The question arising from these post-election events is whether Ahmadinejad will be able to shore up his power amid the present political crisis. "Probably he will, if he can maintain the full loyalty of both the Revolutionary Guards and the religious establishment. It appears then that Ahmadinejad is the leader by proxy for the two main establishments to exercise their control over all state affairs from politics to the economy."

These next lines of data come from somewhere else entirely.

PR #77, opened 2022-04-11
Case study

maximelucas:
- added `multiorder_laplacian` function
- added first case study notebook


xgi/linalg/matrix.py
```diff
@@ -280,6 +281,64 @@ def laplacian(H, order=1, rescale_per_node=False, index=False):
...
+        Multiorder Laplacian for synchronization in higher-order networks.
+        Physical Review Research, 2(3), 033410.
+
+    """
+
+    Ls = [laplacian(H, order=i, rescale_per_node=rescale_per_node) for i in orders]
+    Ks = [degree_matrix(H, order=i) for i in orders]
+
+    L_multi = 0
+    for L, K, w in zip(Ls, Ks, weights):
```
leotrs, line 331: The documentation says that `weights` can be a single number or a list, but if it is a number then this `zip` will fail.

xgi/linalg/matrix.py
```diff
@@ -280,6 +281,64 @@ def laplacian(H, order=1, rescale_per_node=False, index=False):
...
+        L_multi += L * w / np.mean(K)
+
+    _, rowdict, _ = incidence_matrix(H, index=True)  # get index
+
+    if index:
+        return L_multi, rowdict
+    else:
+        return L_multi
```
leotrs, line 339: Perform the computation only if necessay:
```suggestion
    if index:
        _, rowdict, _ = incidence_matrix(H, index=True)
        return L_multi, rowdict
    else:
        return L_multi
```

leotrs (changes requested):
Notebook looks good. There's just one issue about the input types. If you have time, it'd be great to add a test though I know testing matrices is a PITA....

xgi/linalg/matrix.py
maximelucas: Done

leotrs (approved):

PR #84, opened 2022-04-13
Docs update

leotrs:
Cleaned up most of the Hypergraph methods and the View classes.


leotrs:
When reviewing please keep in mind writing documentation is always a work in progress :) I know there's still a ton to do, but I decided to PR now because it was getting too big.

xgi/classes/hypergraph.py
```diff
@@ -1154,20 +1154,6 @@ def max_edge_order(self):
             d_max = 0 if self._node else None
         return d_max
 
-    def edges_of_order(self, d):
```
maximelucas, line 1119: Nice but should replace the instances where it is used in the the two .py files in`drawing`.

leotrs: Good catch, done!

xgi/classes/hypergraph.py
```diff
@@ -769,7 +807,7 @@ def get_edge_data(self, id, default=None):
             return default
 
     def degree(self, nbunch=None, weight=None, order=None, dtype="dict"):
-        """A NodeDegreeView for the Hypergraph as H.degree or H.degree().
+        """A NodeDegreeView for the Hypergraph.
```
nwlandry, line 810: I think this is called `DegreeView` now

tests/classes/test_hypergraph.py
```diff
@@ -218,3 +219,48 @@ def test_egonet(edgelist3):
...
+        assert 0 in H.edges
+        assert [1, 2, 3] in H.edges.members()
+        assert [1, 2, 3] == H.edges.members(0)
+        assert H.edges.members(dtype=dict) == {0: [1, 2, 3]}
+
+    H = xgi.Hypergraph()
+    for edge in [[], set(), iter([])]:
+        with pytest.raises(XGIError):
+            H.add_edge(edge)
+
```
nwlandry, line 238: Maybe add a test for user-specified IDs and attributes? i.e.
```
H = xgi.Hypergraph()
H.add_edge([0, 1, 2], "test", color="blue")
assert "test" in H.edges
assert H.edges["test"] == "blue"
```

nwlandry: Sorry, disregard this. I see the tests below.

xgi/classes/reportviews.py
```diff
@@ -465,60 +388,57 @@ def __init__(self, hypergraph, bunch=None):
...
 
         Parameters
         ----------
         e : hashable
-            edge ID
-        dtype : list
-            spectify the type of the return value
+            Edge ID.
+        dtype : type, default list
+            Spectify the type of the return value.
```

The UAE newspaper Al Khaleej carried an opinion piece by Ibn al Deera, who wrote: "Industry in UAE should not be merely a rhetorical slogan, but a real and realistic one. Industry is a subject that always tops discussions. We therefore need to diversify the sources of national income now and in the future." "Made in the UAE" is a phrase that should prevail in the world around us,
"But this is not enough. Products should also be made by UAE hands, especially when it has to do with planning and laying down innovative concepts. Plans need to predict prospective needs and control variables." Industry should follow the same trend as have other sectors of economy, notably commerce. The latter has steadily contributed in diversifying economic activities in the country and significantly increased the non-oil income share. To further strengthen this economic orientation, it is imperative to draft new trade regulations to respond to present time needs. Moreover, while undertaking this enterprise, the most important aspect to consider is transparency. This and only this can protect the national industrial revolution and create new job opportunities for Emiratis.